Workflow and case-management systems persist state across user sessions and produce audit trails, but the state is procedural (steps completed, fields populated) rather than semantic (observations, contexts, hypotheses), and the audit trails are typically narrative rather than queryable as a typed lineage substrate. They satisfy compliance requirements within bounded administrative domains but do not provide a substrate suitable for long-running, inference-heavy discovery operations across heterogeneous evidence.

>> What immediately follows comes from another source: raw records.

PR #206, opened 2017-11-27
Modified API getDatabase to return the list of tables based on a request boolean param 'includeTableNames'.

ajoymajumdar:


metacat-thrift/src/main/java/com/netflix/metacat/thrift/CatalogThriftHiveMetastore.java
```diff
@@ -841,7 +841,7 @@ public CurrentNotificationEventId get_current_notificationEventId() throws TExce
     public Database get_database(final String name) throws TException {
         return requestWrapper("get_database", new Object[]{name}, () -> {
             final String databaseName = normalizeIdentifier(name);
-            final DatabaseDto dto = v1.getDatabase(catalogName, databaseName, true);
+            final DatabaseDto dto = v1.getDatabase(catalogName, databaseName, true, false);
```
zhljen: We stopped return the table names from get_database() call. Will this break anything?

metacat-client/src/main/java/com/netflix/metacat/client/api/MetacatV1.java
```diff
@@ -236,7 +237,10 @@ DatabaseDto getDatabase(
             String databaseName,
         @DefaultValue("true")
         @QueryParam("includeUserMetadata")
-            Boolean includeUserMetadata
+            Boolean includeUserMetadata,
+        @DefaultValue("true")
+        @QueryParam("includeTableNames")
+            Boolean includeTableNames
```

Cryptographic provenance and append-only-log systems supply the tamper-evidence property but, as with the operator-intent layer, do not by themselves supply the governance, retention, and inference primitives required for persistent semantic state. They are necessary substrate, integrated into the present mechanism alongside scope-bounded retention, governed mutation, and queryable lineage operators that together produce a complete persistent-state architecture.
Disclosure Scope
The disclosure scope covers persistent semantic state maintained across queries within a governance scope; nested and federated scope structures with credential-bounded inheritance; bounded retention policies including unitary, class-conditioned, event-conditioned, and consumer-conditioned variants, with retirement events that supersede records without erasing the fact of retirement; tamper-evident content-addressed event chains for memory, context, and cognitive fields; queryable lineage operators with shallow, deep, and bounded resolution; governed mutation operators including deterministic, probabilistic, reductive, and model-mediated embodiments; and composition of the foregoing with anchor-and-traversal records, operator-intent credentialing, model-mediated inference, and positional or topological evidence layers. The scope encompasses storage substrates ranging from in-memory event logs to durable distributed-ledger backings, with the architectural commitment fixed on content-addressing, governed mutation, and queryable lineage rather than on a particular storage technology.

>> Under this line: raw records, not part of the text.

PR #207, opened 2017-11-28
Optimize delete hive partitions by using direct sql.

ajoymajumdar:


metacat-functional-tests/src/functionalTest/groovy/com/netflix/metacat/MetacatSmokeSpec.groovy
```diff
@@ -821,10 +821,6 @@ class MetacatSmokeSpec extends Specification {
         'embedded-hive-metastore'       | 'smoke_db'   | 'part'    | ['one=test', 'one=invalid']
         'embedded-hive-metastore'       | 'smoke_db'   | 'part'    | ['one=test', 'one=invalid']
         'embedded-hive-metastore'       | 'smoke_db'   | 'invalid' | ['one=test', 'one=invalid']
-        'embedded-fast-hive-metastore'  | 'fsmoke_db'  | 'part'    | ['one=invalid']
```
zhljen: The sql deletion doesn't throw exception if the partition is invalid and I am not sure if this will break anything. Considering the intention of the change is to optimize the performance as we can, it's ok to remove these tests here. But we should put more explicit explanation in the codes in case issues come out later.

Persistent semantic state allows discovery traversals of unlimited length without context degradation. A research agent operating within a credentialed scope can traverse thousands of anchors over days or weeks while maintaining recall of every observation and every inferred state, with retention bounded by policy rather than by context-window arithmetic and with every conclusion exposed to evidentiary review through queryable lineage. This enables deep, long-running, multi-party discovery operations whose outputs are admissible to legal, regulatory, and audit consumers — a class of operation that prompt-reconstruction architectures cannot reach.